Your objective: Copy out each line in the listing below where the word "paused" appears.

Data records:

Issue #4716, opened 2024-07-15
[FEATURE REQUEST] Don't cool down nozzle right away on print pause (M601)


alexiri:
Please, before you create a new feature request, please make sure you searched in open and closed issues and couldn't find anything that matches.

If it makes sense, enter what type of printer or upgrade the feature request applies to.
**Printer type** - all
**MMU Upgrade** - N/A

**Is your feature request related to a problem? Please describe.**
  I'm always frustrated when I pause a print (to add a nut, magnet, etc.) and the nozzle immediately starts to cool down. When resuming a few seconds later, I have to wait for the nozzle to warm back up.

**Describe the solution you'd like**
  After pausing, keep the nozzle hot for a few minutes, in case the user resumes the print quickly enough.

3d-gussner:
@alexiri Thanks for the request, we had similar requests before and there are two sides on that.
1. If you stand next to the printer when it is going to pause, then I agree that the nozzle cool down could be delayed
2. But often you have the pause in the gcode and don't babysit the printer, which means that you come back after some time and then the filament is "cooking".

So the question is what is a good way to improve it for point 1 while preventing the filament being cooked and degrade.

I assign this request to myself and discuss that with the team and filament department.

Can't promise anything, let's see if and what we can do.

Cooling down is a safe way to prevent cooking/degradation of the filament.

alexiri:
How long does the filament take to "cook"? Waiting 60 seconds before cooling might already be good enough.

3d-gussner:
@alexiri Just an update: I got some feedback about the cooking. After looking at the PrusaXL Prusa Slicer Profiles most Idle temperatures, where the tool is waiting, are around 70 -100 °C.
One feedback was that "some" filaments tend to overcook if not extruded but couldn't get any specific values.

We will discuss the idea to give the pause a short time period before cooling down. Maybe set some Idle temperatures similar to the XL profiles to reduce the heat-up time from cold/idle to print temperatures during pauses.

vincele:
Maybe only do a partial cooldown to avoid filament cooking, but stay warm enough to be able to start printing again quickly.

vincele:
Any news on that ? I often pause for ~30secs and the temp gets lowered a lot, which is annoying.

Another idea would be (don't know if it's possible) to understand that it's an "interactive pause" (F.E.: clicking the "pause" button in octoprint).

PR #4815, opened 2024-11-22
:construction: WIP: Add HEATER_LOWER_TEMP 50 

3d-gussner:
to lower instead of turining off the hotend temperature during a pause. Thanks for the request #4716 by @alexiri

### DIFF
--- a/Firmware/Marlin_main.cpp
+++ b/Firmware/Marlin_main.cpp
@@ -9877,7 +9877,11 @@ void long_pause() //long pause print
 
     // Stop heaters
     heating_status = HeatingStatus::NO_HEATING;
+#ifdef HEATER_LOWER_TEMP
+    setTargetHotend(degHotend(active_extruder)- HEATER_LOWER_TEMP);
+#else
     setTargetHotend(0);
+#endif //HEATER_LOWER_TEMP
 
     // Lift z
     raise_z(pause_position[Z_AXIS]);
--- a/Firmware/Marlin_main.cpp
+++ b/Firmware/Marlin_main.cpp
@@ -9878,7 +9878,7 @@ void long_pause() //long pause print
     // Stop heaters
     heating_status = HeatingStatus::NO_HEATING;
 #ifdef HEATER_LOWER_TEMP
-    setTargetHotend(degHotend(active_extruder)- HEATER_LOWER_TEMP);
+    setTargetHotend(target_temperature[active_extruder]- HEATER_LOWER_TEMP);
 #else
     setTargetHotend(0);
 #endif //HEATER_LOWER_TEMP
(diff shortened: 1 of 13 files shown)


Firmware/variants/MK25-RAMBo10a.h
```diff
@@ -184,6 +184,9 @@
 #endif
 #define BED_MAXTEMP 125
 
+//Lowertemp
+#define HEATER_LOWER_TEMP 50 //lower hotend temperature by 50°C
```
gudnimg, line 188: I think this new setting should be off by default so that we do not change the default behavior. Users who know what they are doing can then change this setting on their own in my opinion.

----
I feel this description could be more detailed. This doesn't really tell me what the setting does, and I would have look at the source code to understand. They way I see it, the comment/description here is basically our documentation.

Suggested description:
```
Uncomment to change the maximum allowed temperature drop while a print is paused. The default behavior sets the target temperature to 0°C.
Example: HEATER_LOWER_TEMP = 10 and target temperature is 215°C when the print was paused. The target temperature will then be set to 205°C instead of 0°C.
```

Firmware/Marlin_main.cpp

Response to the task:
Uncomment to change the maximum allowed temperature drop while a print is paused. The default behavior sets the target temperature to 0°C.
Example: HEATER_LOWER_TEMP = 10 and target temperature is 215°C when the print was paused. The target temperature will then be set to 205°C instead of 0°C.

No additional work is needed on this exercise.